Worldwide, women hold few top jobs in academic research. At public research institutions and universities in the US and France, women occupy only about 14 percent of senior positions. That is about as good as it gets: the figure drops to 11 percent for Italy, 7 percent in Japan, and 5 percent in Germany and the Netherlands.
Moreover, the higher an institution's prestige, the lower the proportion of women: at Cambridge University, for example, 6 percent of professors are women, compared to the British national average of 8 percent. What is new and interesting is that nowadays no one -- deans, presidents of universities, national legislators -- is happy with this situation.
Germany and Japan are calling for 20 percent of full professorships to be held by women by 2005 and 2010, respectively. The French, too, have traded their faith in liberty, and fraternity, for the politics of parity. Since the EU established its "Women and Science Commission" in 1998 and began investing heavily in the project, member states have been scrambling for high scores in the women-in-science game.
Democratic societies also invest heavily in the stock of individual merit and the related principle that unfettered competition promotes excellence -- an ideal that often conflicts with government reforms to promote equality.
For example, the German government's proposal to create quotas for women in publicly funded scientific research has provoked widespread criticism -- familiar from "affirmative action" debates about racial equality in the US -- that hiring standards will be lowered. More charitably, critics charge that quotas devalue the accomplishments and undermine the authority of women who would have been hired without them. But has science ever been a meritocracy? Have its standards ever been gender neutral?
In 1910, the prestigious Academie des Sciences in Paris denied membership to Marie Curie -- the first person to win the Nobel Prize twice -- rather than violate its male-only tradition. The world-renowned German physicist, Lise Meitner, was relegated to the cellar of the Kaiser Wilhelm Institut in Berlin because no women, except putzfrauen, were allowed upstairs. Barriers today are often merely subtler: a recent study in Sweden, for example, documented that women must publish significantly more influential articles than men in order to receive funding from the Swedish Medical Research Council.
Opponents of quotas, indeed, tend to ignore how governments, universities, and research labs used quotas in the past -- to benefit men. The rise of democracy was a two-edged sword: while it established a male meritocracy, influential aristocratic women were removed from the public sphere into the home, and all were barred from the professions, ruling out careers in science.
They were not accepted at research universities until the late 19th century, and leading institutions maintained strict quotas on the admission of women until the 1930s. Even in the 1950s, advertisements for science positions in the US frequently stated: "women need not apply."
Fortunately, the US Equal Pay Act of 1963, the Equal Opportunity Employment Act of 1972, and similar statutes elsewhere in the world swept away formal legal barriers to women's advancement in science. But universities did evolve institutionally to fit men's lives.
To take just one glaring example, dozens of women at the University of Thbingen's developmental biology institute have had abortions because they feared that maternity would end their careers.
Worse still, science's institutional gender bias extends to scientific research itself, endangering women's lives and well-being. Large and influential US medical studies -- including major research on the effects of high blood pressure, smoking, and cholesterol on coronary and vascular disease -- have excluded female subjects altogether. In 1992, it was discovered that only half the drugs commonly used in the US had been analyzed for sex differences. It was subsequently shown that acetaminophen, an ingredient in many pain-relievers, is metabolized by females at only about 60 percent the rate for males. On what basis, then, were dosage recommendations for women previously formulated?
Incredibly, discovery of sex-biased research did not lead to the immediate redesign of key studies. Science's supposedly neutral mechanisms of self-correction were jolted into motion only by legislative action.
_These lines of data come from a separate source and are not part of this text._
PR #1072, opened 2026-05-12
[PM-28192] Migrate Cipher Attachment Operations to use SDK

gbubemismith:
## 🎟️ Tracking
https://bitwarden.atlassian.net/browse/PM-28192

## 📔 Objective
Bring attachment management into the SDK (create, download, renew, upgrade, delete).

What changed:
  - Refactor: Moved attachment code out of CiphersClient into a new attachment_client/ module under bitwarden-vault.
  - New operations:
    - create_attachment - upload a new attachment to a cipher
    - upgrade - re-encrypt legacy attachments to the current crypto format
    - renew_file_upload_url - refresh an expired upload URL
    - get_attachment_download_url - fetch a download URL (plus admin/emergency-access variants)


crates/bitwarden-vault/src/cipher/attachment_client/upgrade.rs
```diff
@@ -0,0 +1,359 @@
...
+    ///
+    /// Returns the data needed to push the re-encrypted bytes to the upload URL. The caller
+    /// is responsible for the byte push (see [`AttachmentUpgrade`]) and for deleting the
+    /// legacy attachment via [`Self::delete_attachment`] once the push succeeds.
+    pub async fn prepare_attachment_upgrade(
+        &self,
+        cipher_id: CipherId,
+        attachment_id: String,
+    ) -> Result<AttachmentUpgrade, CipherPrepareAttachmentUpgradeError> {
+        let http_client = reqwest::Client::new();
```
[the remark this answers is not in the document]
gbubemismith: Resolved 8cae91ddbfd510d6f8be52f29be75c2b8bbd4fe9. Thanks

crates/bitwarden-vault/src/cipher/attachment_client/upgrade.rs
```diff
@@ -0,0 +1,358 @@
...
+    /// Server-assigned ID of the new attachment.
+    pub attachment_id: String,
+    /// URL to push the encrypted bytes to (presigned blob URL or local server endpoint).
+    pub upload_url: String,
+    /// Where to push the bytes — local Bitwarden server (`Direct`) or Azure Blob storage.
+    pub file_upload_type: FileUploadType,
+    /// Encrypted file name in `EncString` format.
+    pub encrypted_file_name: String,
+    /// Encrypted file bytes ready to push to `upload_url`.
+    pub encrypted_contents: Vec<u8>,
```
quexten: A thought: Attachments can be 500MiB. The WASM SDK will never release this memory as wasm does not support releasing the memory. Have we consider writing this as a streaming interface? Otherwise we will increase the memory usage of our clients by up to half a gigabyte until restart.

One way of doing this would be to pass in the attachment upgrade request along with a FileReader.

```rust
struct Chunk {
   data: Vec<u8>
   is_done: bool
}

#[wasm_bindgen]
extern "C" {
    pub type FileReader;

    #[wasm_bindgen(structural, method)]
    pub fn read(this: &FileReader) -> Chunk;
}
```

Then, you could write any upgrade requests to take the metadata as a struct, but the file contents as a file reader for which you implement the above interface in TS to stream from disk.

This approach scales to any filesize without increasing memory usage.

gbubemismith: TIL WASM linear memory only grows, good catch 🙌🏼 , I agree. One thing tho, I don't think the legacy format  actually forces buffering. Since the upgrade isn't called frequently, I don't think the streaming interface will be worth it for this PR. I'd rather drop the `prepare_attachment_upgrade` and let TS client wire the migrated operations together. 

If we ever move actual file uploads to the  SDK, this streaming interface becomes unavoidable. So it's worth keeping the design in mind

gbubemismith: @quexten, I tried giving this a go and noticed the existing crypto functions (`encrypt_aes256_hmac /decrypt_aes256_hmac`) take and return the entire payload as one buffer, which is what's blowing up memory on big attachments. There's no way to make those functions process a chunk at a time without changing their signature. I have a draft PR here https://github.com/bitwarden/sdk-internal/pull/1093 and they touched key management files. I'll appreciate key management's review on this

crates/bitwarden-vault/src/cipher/attachment_client/admin/download_url.rs
```diff
@@ -0,0 +1,183 @@
...
+            bitwarden_api_api::apis::Error::ResponseError(content)
+                if content.status == StatusCode::NOT_FOUND =>
+            {
+                CipherAdminGetAttachmentDownloadUrlError::NotFound
+            }
+            other => other.into(),
+        })?;
+
+    response.url.ok_or_else(|| MissingFieldError("url").into())
+}
```
nikwithak: I think the new guidance is to avoid the standalone URLs and implement the logic directly in the client function, and testing by mocking the attributes of the client directly.

crates/bitwarden-vault/src/cipher/attachment_client/create.rs
```diff
@@ -0,0 +1,504 @@
...
+
+/// Metadata for opening a new attachment slot on the server.
+#[derive(Clone, Debug, Serialize, Deserialize)]
+#[cfg_attr(feature = "wasm", derive(Tsify), tsify(into_wasm_abi, from_wasm_abi))]
+#[serde(rename_all = "camelCase")]
+pub struct CreateAttachmentRequest {
+    /// Encrypted attachment key in `EncString` format.
+    pub key: String,
+    /// Encrypted file name in `EncString` format.
+    pub file_name: String,
```
nikwithak: Is there a reason not define these as `EncString` type?

crates/bitwarden-vault/src/cipher/attachment_client/create.rs
```diff
@@ -0,0 +1,504 @@
...
+    /// Size of the encrypted file in bytes.
+    pub file_size: i64,
+    /// Revision date of the cipher when the request was prepared, used by the server
+    /// to detect concurrent modifications.
+    pub last_known_revision_date: String,
```
nikwithak: Should this be a `DateTime<Utc>` instead?

crates/bitwarden-vault/src/cipher/attachment_client/create.rs
```diff
@@ -0,0 +1,504 @@
...
+#[derive(Clone, Debug, Serialize, Deserialize)]
+#[cfg_attr(feature = "wasm", derive(Tsify), tsify(into_wasm_abi, from_wasm_abi))]
+#[serde(rename_all = "camelCase")]
+pub struct CreateAttachmentRequest {
+    /// Encrypted attachment key in `EncString` format.
+    pub key: String,
+    /// Encrypted file name in `EncString` format.
+    pub file_name: String,
+    /// Size of the encrypted file in bytes.
+    pub file_size: i64,
```
nikwithak: nit: Could this be a `u64` since we can't have a negative file size?

crates/bitwarden-vault/src/cipher/attachment_client/create.rs
nikwithak: Actually since this is the request passed to the SDK from the client, could we make these the unencrypted values to match the patterns in `CiphersClient`? For CiphersClient operations we pass the unencrypted data to the SDK, and the SDK handles the encryption before converting it to the request, so the client doesn't have to care about it.

crates/bitwarden-vault/src/cipher/attachment_client/create.rs
```diff
@@ -0,0 +1,504 @@
...
+            .cipher_mini_response
+            .ok_or(MissingFieldError("cipher_mini_response"))?;
+        Some((*cipher_mini).merge_with_cipher(None)?)
+    } else {
+        let cipher_response = response
+            .cipher_response
+            .ok_or(MissingFieldError("cipher_response"))?;
+        let merged = (*cipher_response).merge_with_cipher(existing_cipher)?;
+        repository.set(cipher_id, merged).await?;
+        None
```
nikwithak: Should we still return the `merged` cipher, here?

crates/bitwarden-vault/src/cipher/attachment_client/delete.rs
```diff
@@ -53,22 +53,20 @@ pub async fn delete_attachment<R: Repository<Cipher> + ?Sized>(
...
         attachment_id: String,
     ) -> Result<Cipher, CipherDeleteAttachmentError> {
-        let configs = self.client.internal.get_api_configurations();
         delete_attachment(
             cipher_id,
             &attachment_id,
-            &configs.api_client,
-            &*self.get_repository()?,
+            &self.api_configurations.api_client,
+            self.repository.require()?.as_ref(),
```
nikwithak: :art: Consider moving the logic out of the standalone function into the `AttachmentsClient` here as part of this change, to match the recommended pattern.

crates/bitwarden-vault/src/cipher/attachment_client/upgrade.rs
nikwithak: Same as above - for the `CiphersClient` we pass the decrypted data back and forth, and allow the SDK to manage encrypting the data before sending it to the server. Is there a reason not to keep that same pattern here, and offload the necessity to consciously encrypt data from the client?

crates/bitwarden-vault/src/cipher/attachment_client/admin/download_url.rs
nikwithak: (Applies here and the other operations)

nikwithak (changes requested):

crates/bitwarden-vault/src/cipher/attachment_client/create.rs
```diff
@@ -0,0 +1,531 @@
...
+}
+
+/// Server data for a newly created attachment slot. The caller uploads the
+/// encrypted bytes to [`Self::upload_url`] using [`Self::file_upload_type`]
+#[derive(Clone, Debug, Serialize, Deserialize)]
+#[cfg_attr(feature = "wasm", derive(Tsify), tsify(into_wasm_abi, from_wasm_abi))]
+#[serde(rename_all = "camelCase")]
+pub struct CreatedAttachment {
+    /// Server-assigned attachment ID.
+    pub attachment_id: String,
```
nikwithak, line 105: Could we add a `AttachmentId` type? There's a `uuid_newtype!` macro to make it a oneliner: https://github.com/bitwarden/sdk-internal/blob/main/crates/bitwarden-vault/src/cipher/cipher.rs#L43

crates/bitwarden-vault/src/cipher/attachment_client/create.rs
```diff
@@ -0,0 +1,531 @@
...
+    /// Upload target for the encrypted bytes
+    pub upload_url: String,
+    /// Bitwarden server or Azure Blob Storage.
+    pub file_upload_type: AttachmentFileUploadType,
+    /// Cipher returned by the server. For non-admin requests, this is also
+    /// written to the local repository
+    pub cipher: Cipher,
```
nikwithak, line 112: (Most of) the `CIphersClient` operations return the decrypted cipher in responses - is there a reason not to do the same here?

crates/bitwarden-vault/src/cipher/attachment_client/create.rs
```diff
@@ -0,0 +1,531 @@
...
+}
+
+#[cfg_attr(feature = "wasm", wasm_bindgen)]
+impl AttachmentsClient {
+    /// Creates a new attachment slot on the server and updates local repository
+    /// state with the merged cipher returned by the server.
+    ///
+    /// The caller must upload the encrypted bytes to [`CreatedAttachment::upload_url`]
+    /// using the transport in [`CreatedAttachment::file_upload_type`].
```
nikwithak, line 121: Is there an opportunity to let the SDK handle this? i.e. the client calls `AttachmentClient::create_attachment` with the `CreateAttachmentRequest` details AND the attachment raw bytes (decrypted), and then write the SDK in a way that it orchestrates the multiple API requests to create the attachment, encrypt the bytes, and upload it to the file endpoint?

crates/bitwarden-vault/src/cipher/attachment_client/create.rs
```diff
@@ -0,0 +1,531 @@
...
+        response: bitwarden_api_api::models::AttachmentUploadDataResponseModel,
+        existing_cipher: Option<Cipher>,
+        cipher_id: CipherId,
+        as_admin: bool,
+    ) -> Result<CreatedAttachment, CipherCreateAttachmentError> {
+        let cipher = if as_admin {
+            let cipher_mini = response
+                .cipher_mini_response
+                .ok_or(MissingFieldError("cipher_mini_response"))?;
+            (*cipher_mini).merge_with_cipher(None)?
```
nikwithak: Should this be `merge_with_cipher(existing_cipher)`?

crates/bitwarden-vault/src/cipher/attachment_client/download_url.rs
```diff
@@ -0,0 +1,468 @@
...
+                    bitwarden_api_api::apis::Error::Response(content)
+                        if content.status == StatusCode::NOT_FOUND =>
+                    {
+                        CipherGetAttachmentDownloadUrlError::NotFound
+                    }
+                    other => other.into(),
+                })?;
+
+            return response.url.ok_or_else(|| MissingFieldError("url").into());
+        }
```
nikwithak, line 53: 🎨 Consider making this its own unique function

crates/bitwarden-vault/src/cipher/attachment_client/upgrade.rs
```diff
@@ -0,0 +1,852 @@
...
+                atts.iter()
+                    .find(|a| a.id.as_deref() == Some(&attachment_id))
+            })
+            .ok_or(CipherUpgradeAttachmentError::NotFound)?;
+
+        if attachment.key.is_some() {
+            return Err(CipherUpgradeAttachmentError::AlreadyUpgraded);
+        }
+
+        // Encrypted size stays the same; both formats use the same AES-CBC-HMAC wire layout.
```
nikwithak: Is this guaranteed? If anything changes about the encryption implementaiton/algo in the future this won't necessarily be true, correct?

crates/bitwarden-vault/src/cipher/attachment_client/upgrade.rs
```diff
@@ -0,0 +1,852 @@
...
+            .map_err(DecryptError::from)?;
+        let attachment_view = cipher_view
+            .attachments
+            .as_ref()
+            .and_then(|atts| {
+                atts.iter()
+                    .find(|a| a.id.as_deref() == Some(&attachment_id))
+            })
+            .cloned()
+            .ok_or(CipherUpgradeAttachmentError::NotFound)?;
```
nikwithak: :art: `Attachment` implements `Decryptable` on its own, so you could call `self.key_store.decrypt(&attachment)` without needing to decrypt the full cipher.

crates/bitwarden-vault/src/cipher/attachment_client/upgrade.rs
```diff
@@ -0,0 +1,852 @@
...
+        plaintext_size_hint: u64,
+        download_url: &str,
+        created: &CreatedAttachment,
+    ) -> Result<(), CipherUpgradeAttachmentError> {
+        let response = self
+            .http_client
+            .get(download_url)
+            .send()
+            .await
+            .map_err(|_| CipherUpgradeAttachmentError::Download)?;
```
nikwithak, line 200: Is it worthwhile to pass through the `reqwest::Error` in this case?

nikwithak (changes requested):

crates/bitwarden-vault/src/cipher/attachment_client/create.rs
gbubemismith: 🤔 I think our attachment Ids are not like UUID's e.g kb7g6gztrgfdy6f57o4396bafcuzh0kw is the attachment id

``` json
{"kb7g6gztrgfdy6f57o4396bafcuzh0kw":{"Size":"5345633","FileName":"","Key":"","ContainerName":"attachments-v2","Validated":false,"TempMetadata":null}}
```

crates/bitwarden-vault/src/cipher/attachment_client/create.rs
gbubemismith: That's a direction I wanted to go , but I realized moving the upload into the SDK means reworking the client's upload‑progress reporting. I'll rather create a new ticket for that work

crates/bitwarden-vault/src/cipher/attachment_client/create.rs
gbubemismith: It's intentional here, in the admin branch `existing_cipher` is None. I'll add a comment to clarify it 👍🏼

crates/bitwarden-vault/src/cipher/attachment_client/create.rs
gbubemismith: Good point 👍🏼

crates/bitwarden-vault/src/cipher/attachment_client/upgrade.rs
gbubemismith: I noticed `reqwest::Error` carries the presigned URL, I didn't want to risk leaking that

crates/bitwarden-vault/src/cipher/attachment_client/create.rs
gbubemismith: Fixed here f31d69d928e88c68441cc14b8e48069225271ad0

crates/bitwarden-vault/src/cipher/attachment_client/download_url.rs
gbubemismith: Fixed here f31d69d928e88c68441cc14b8e48069225271ad0

crates/bitwarden-vault/src/cipher/attachment_client/upgrade.rs
gbubemismith: Fixed here f31d69d928e88c68441cc14b8e48069225271ad0

crates/bitwarden-vault/src/cipher/attachment_client/upgrade.rs
```diff
@@ -0,0 +1,880 @@
...
+            {
+                tracing::warn!(
+                    "failed to roll back orphaned attachment slot {} on cipher {cipher_id}: {rollback_err:?}",
+                    created.attachment_id,
+                );
+            }
+            return Err(e);
+        }
+
+        let upgraded_cipher = self.delete_attachment(cipher_id, attachment_id).await?;
```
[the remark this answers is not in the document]
gbubemismith: Good catch, but I think this is fine to leave as-is. A failed legacy delete isn't silently lost,  the cipher still reports `hasOldAttachments`. Re-running the upgrade is user-driven from the attachment UI.

crates/bitwarden-vault/src/cipher/attachment_client/create.rs
nikwithak: Looks like this one was missed: https://github.com/bitwarden/sdk-internal/pull/1072/changes#diff-c266e89834c4c37facb8dc19a3b216546c47c1dd1cc65b18d7da9ba0c8ab3ed9R112

crates/bitwarden-vault/src/cipher/attachment_client/create.rs
nikwithak: I think it owuld better to just blindly pass the parameter in this case - since it's a helper function that takes the `Option<Cipher>` as an input already, the logic to decide `Some(_)` vs `None` is already handled by the caller, here: https://github.com/bitwarden/sdk-internal/pull/1072/files/0bcc661ea2c20694b2a23f53b5a19a603a486395#diff-c266e89834c4c37facb8dc19a3b216546c47c1dd1cc65b18d7da9ba0c8ab3ed9

crates/bitwarden-vault/src/cipher/attachment_client/create.rs
gbubemismith: @nikwithak I intentionally left this as `cipher` because this also covers the admin path, where the org cipher may not be decryptable in the keystore. The client only uses it in the admin branch

crates/bitwarden-vault/src/cipher/attachment_client/create.rs
gbubemismith: Fixed 89f4e427b51f2ea693911488fcf9136a06438c08

nikwithak (dismissed):

dereknance (dismissed):
✅ Platform

crates/bitwarden-vault/src/cipher/attachment_client/upgrade.rs
```diff
@@ -0,0 +1,885 @@
...
+    /// Upgrades a legacy v1 attachment to `CipherKey(AttachmentKey(Contents))`.
+    ///
+    /// Downloads and re-encrypts the attachment, creates a new slot, uploads the
+    /// new bytes, then deletes the old attachment. If the upload fails, it tries
+    /// to delete the new slot before returning the error. Returns the decrypted
+    /// cipher view.
+    pub async fn upgrade_attachment(
+        &self,
+        cipher_id: CipherId,
+        attachment_id: String,
```
quexten, line 86: Nit/Question: Any reason not to use a newtype for attachmentid?

crates/bitwarden-vault/src/cipher/attachment_client/upgrade.rs
```diff
@@ -0,0 +1,885 @@
...
+
+#[cfg_attr(feature = "wasm", wasm_bindgen)]
+impl AttachmentsClient {
+    /// Upgrades a legacy v1 attachment to `CipherKey(AttachmentKey(Contents))`.
+    ///
+    /// Downloads and re-encrypts the attachment, creates a new slot, uploads the
+    /// new bytes, then deletes the old attachment. If the upload fails, it tries
+    /// to delete the new slot before returning the error. Returns the decrypted
+    /// cipher view.
+    pub async fn upgrade_attachment(
```
quexten, line 83: A thought (non-blocking): Why even offer the API at this level? You are having to expose error types. A simpler API would be: "upgrade_attachment(cipher_id)", or even "upgrade_attachments". That way there is less degrees of freedom to pass incorrect things to the public API of the SDK.

crates/bitwarden-vault/src/cipher/attachment_client/upgrade.rs
```diff
@@ -0,0 +1,885 @@
...
+            })
+            .ok_or(CipherUpgradeAttachmentError::NotFound)?;
+
+        if attachment.key.is_some() {
+            return Err(CipherUpgradeAttachmentError::AlreadyUpgraded);
+        }
+
+        // Used only to pre-size the encryptor buffer. The legacy encrypted size is
+        // a safe upper bound here.
+        let plaintext_size_hint: u64 = attachment
```
quexten, line 112: Note: Can be dropped once KM implements new encryption format for attachments.

crates/bitwarden-vault/src/cipher/attachment_client/upgrade.rs
```diff
@@ -0,0 +1,885 @@
...
+                Cipher::decrypt_cipher_key(&mut ctx, cipher.key_identifier(), &cipher.key)?;
+            attachment
+                .decrypt(&mut ctx, cipher_key)
+                .map_err(DecryptError::from)?
+                .file_name
+                .ok_or(MissingFieldError("file_name"))?
+        };
+
+        let download_url = self
+            .get_attachment_download_url(cipher_id, attachment_id.clone(), None)
```
quexten, line 130: Rust nit: If you make the params of your functions take refs, you can avoid all of the clones of these non-copy types.

crates/bitwarden-vault/src/cipher/attachment_client/upgrade.rs
```diff
@@ -0,0 +1,885 @@
...
+        &self,
+        cipher: &Cipher,
+        file_name_plain: &str,
+    ) -> Result<ReencryptionMaterial, CipherUpgradeAttachmentError> {
+        let mut ctx = self.key_store.context();
+
+        let cipher_key =
+            Cipher::decrypt_cipher_key(&mut ctx, cipher.key_identifier(), &cipher.key)?;
+
+        let new_attachment_key = SymmetricCryptoKey::make(SymmetricKeyAlgorithm::Aes256CbcHmac);
```
quexten: Can we please make a task to extract this logic out? I'm concerned that if we also implement regular upload creation, then the implementations will diverge. Generally, we only ever want one implementation of something, otherwise we get divergence bugs like with cipher keys.

crates/bitwarden-vault/src/cipher/attachment_client/upgrade.rs
```diff
@@ -0,0 +1,885 @@
...
+}
+
+impl<T> From<bitwarden_api_api::apis::Error<T>> for CipherUpgradeAttachmentError {
+    fn from(value: bitwarden_api_api::apis::Error<T>) -> Self {
+        Self::Api(value.into())
+    }
+}
+
+/// Data needed to re-encrypt an attachment
+struct ReencryptionMaterial {
```
quexten: As per the other comment, this should just be "AttachmentMaterial" or something, and then be used *both* for upgrade and creation.

crates/bitwarden-vault/src/cipher/attachment_client/upgrade.rs
```diff
@@ -0,0 +1,885 @@
...
+        let attachment = cipher
+            .attachments
+            .as_ref()
+            .and_then(|atts| {
+                atts.iter()
+                    .find(|a| a.id.as_deref() == Some(&attachment_id))
+            })
+            .ok_or(CipherUpgradeAttachmentError::NotFound)?;
+
+        if attachment.key.is_some() {
```
quexten: Suggestion: Implement something like:
```
impl Attachment {
  fn encryption_version() -> AttachmentEncryptionVersion
}

enum AttachmentEncryptionVersion -> {
  LegacyNoKey_V1,
  AttachmentKey_V2,
  FUTURE_VERSION_V3 // doesn't need to be added here but is forseeable.
}
```

Then, you can just "if matches!(attachment.encryption_version(), AttachmentEncryptionVersion::AttachmentKey_V2)", which is way easier to follow. As a new unfamiliar reader I would not know that no key = legacy version since it's not documented here.

crates/bitwarden-vault/src/cipher/attachment_client/upgrade.rs
```diff
@@ -0,0 +1,885 @@
...
+        // a safe upper bound here.
+        let plaintext_size_hint: u64 = attachment
+            .size
+            .as_ref()
+            .and_then(|s| s.parse().ok())
+            .ok_or(MissingFieldError("attachment.size"))?;
+
+        let file_name_plain = {
+            let mut ctx = self.key_store.context();
+            let cipher_key =
```
quexten, line 120: Thought (no action needed): We (vault or KM) should make helper functions to load a cipher key context into local context scope.

crates/bitwarden-vault/src/cipher/attachment_client/upgrade.rs
```diff
@@ -0,0 +1,885 @@
...
+        Ok(ReencryptionMaterial {
+            new_attachment_key,
+            wrapped_new_attachment_key,
+            encrypted_file_name,
+        })
+    }
+
+    /// Downloads the legacy ciphertext and re-encrypts it into memory.
+    ///
+    /// Download and decrypt still stream, but the encrypted output is buffered
```
quexten: This is not great. We made streaming decryption so that we don't have to buffer, and now we are buffering again. @gbubemismith is all you need here the total filesize? We can calculate it for you on the KM side and give it to you, based on the plaintext size. Does it need to be exact (byte accurate) or an estimate?

crates/bitwarden-vault/src/cipher/attachment_client/upgrade.rs
```diff
@@ -0,0 +1,885 @@
...
+    /// because `StreamingAttachmentEncryptor` needs the full payload before it
+    /// can write, and wasm `reqwest` only supports buffered request bodies.
+    async fn download_and_reencrypt(
+        &self,
+        legacy_key_slot: SymmetricKeySlotId,
+        new_attachment_key: SymmetricCryptoKey,
```
quexten, line 191: Why pass in one as a key slot and one as a key?

crates/bitwarden-vault/src/cipher/attachment_client/upgrade.rs
```diff
@@ -0,0 +1,885 @@
...
+            wrapped_new_attachment_key,
+            encrypted_file_name,
+        })
+    }
+
+    /// Downloads the legacy ciphertext and re-encrypts it into memory.
+    ///
+    /// Download and decrypt still stream, but the encrypted output is buffered
+    /// because `StreamingAttachmentEncryptor` needs the full payload before it
+    /// can write, and wasm `reqwest` only supports buffered request bodies.
```
quexten:
```suggestion
    /// Wasm `reqwest` only supports buffered request bodies so the output is buffered.
```

The implementation detail of StreamingAttachmentEncryptor *may* change to not buffer, and should not be documented here.

quexten (changes requested):
Apologies took a while to circle to this.

crates/bitwarden-vault/src/cipher/attachment_client/upgrade.rs
gbubemismith: The buffering here is the legacy format, download, and decrypt still stream, but the re-encrypted output gets buffered because `AES-CBC-HMAC` prefixes the HMAC, so the encryptor has to materialize the entire ciphertext before emitting it. And since streamed uploads still have browser gaps, I decided not to follow through on the streaming re-encrypt path for now and just buffer

quexten: > The buffering here is the legacy format, download, and decrypt still stream, but the re-encrypted output gets buffered because AES-CBC-HMAC prefixes the HMAC, so the encryptor has to materialize the entire ciphertext before emitting it. 

Yes, I know, I implemented this >.<

However, my point is that this is implementation detail of the encryptor, and vault code does not do the first buffering. The encryptor does. Since it is implementation detail of the encryptor, and may be changed by km, and is not even implemented here, this is not the correct place to place this comment. It should just be removed.

> And since streamed uploads still have browser gaps, I decided not to follow through on the streaming re-encrypt path for now and just buffer

That's fine, but this is a *separate* buffer from the first buffer. Assuming we do not accept the memory increase, we do have a way to circumvent it - the same external buffer approach used in the implementation of the encryptor - here: https://github.com/bitwarden/sdk-internal/blob/main/crates/bitwarden-crypto/src/stream/large_memory_buffer.rs

crates/bitwarden-vault/src/cipher/attachment_client/upgrade.rs
gbubemismith: Oh, attachment Ids are not UUID's,  so they can't use the `uuid_newtype!`

crates/bitwarden-vault/src/cipher/attachment_client/upgrade.rs
gbubemismith: For this I was trying to be consistent with the attachment methods (delete/create/renew) we expose through wasm as they all take owned

crates/bitwarden-vault/src/cipher/attachment_client/upgrade.rs
gbubemismith: `legacy_key_slot` already lives in the key store so we just pass it, for the `new_key` the context is gone by the time we re-encrypt, so its slot would be dead

crates/bitwarden-vault/src/cipher/attachment_client/upgrade.rs
gbubemismith: Very clean 🙌🏼

crates/bitwarden-vault/src/cipher/attachment_client/upgrade.rs
gbubemismith: This was more of a drop-in to the existing per-attachment path on the client side, so I kept the signature matching that. I'll create a ticket to revisit folding the loop into the SDK (upgrade_attachment(cipher_id) / upgrade_attachments) once this is merged and stabilized.

crates/bitwarden-vault/src/cipher/attachment_client/upgrade.rs
gbubemismith: Fixed a1f355f81130c450153ab16c77094cb160101e06

crates/bitwarden-vault/src/cipher/attachment_client/upgrade.rs
gbubemismith: Fixed a1f355f81130c450153ab16c77094cb160101e06

crates/bitwarden-vault/src/cipher/attachment_client/upgrade.rs
gbubemismith: Fixed a1f355f81130c450153ab16c77094cb160101e06

crates/bitwarden-vault/src/cipher/attachment_client/upgrade.rs
quexten: Ah, i think the correct way to frame this is: "This is an async function, and  so we cannot pass a key context in. The legacy key store is a persistent key slot, and thus can survive awaits, the key context that we would put a temporary key into would not survive the await, so we must pass a direct reference".

Thanks @gbubemismith my concern is resolved, but on the KM side, I think we are seeing more of these async workarounds, and KM probably needs to work on this.

crates/bitwarden-vault/src/cipher/attachment_client/upgrade.rs
```diff
@@ -0,0 +1,885 @@
...
+    use bitwarden_state::repository::Repository;
+    use bitwarden_test::MemoryRepository;
+
+    use super::*;
+    use crate::{Attachment, CipherRepromptType, CipherType};
+
+    const TEST_CIPHER_ID: &str = "5faa9684-c793-4a2d-8a12-b33900187097";
+    const OLD_ATTACHMENT_ID: &str = "uf7bkexzag04d3cw04jsbqqkbpbwhxs0";
+    const NEW_ATTACHMENT_ID: &str = "newatt9999999999999999999999999";
+    const TEST_CIPHER_NAME: &str = "2.pMS6/icTQABtulw52pq2lg==|XXbxKxDTh+mWiN1HjH2N1w==|Q6PkuT+KX/axrgN9ubD5Ajk2YNwxQkgs3WJM0S0wtG8=";
```
quexten, line 349: Thought: Could we record a real key + attachment buffer value, and add it as a test value here? That would catch a lot of regressions.

quexten (approved):

dereknance (approved):

nikwithak (approved):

In 1986, the US National Institutes of Health issued guidelines requiring that a representative sample of female subjects be included in all relevant federally funded research. The guidelines were reissued in 1987 and again in 1990 -- to no avail. Ensuring appropriate inclusion of female subjects in basic medical research required a federal law, enacted only in 1993. Just as our ancestors were not afraid to legislate against women, so we should not be afraid to legislate for women. Undoing centuries of public policy aimed at keeping women out of science will require reforms designed by experts and approved by accountable officials. After all, science's research establishment cannot and should not be expected to solve on its own problems that are deeply cultural.
This does not let universities and research laboratories off the hook. On the contrary, they must remain open to the fundamental institutional and intellectual changes that the goal of increasing women's role in science implies.
Londa Schiebinger is Edwin E. Sparks professor of history of science at Pennsylvania State University.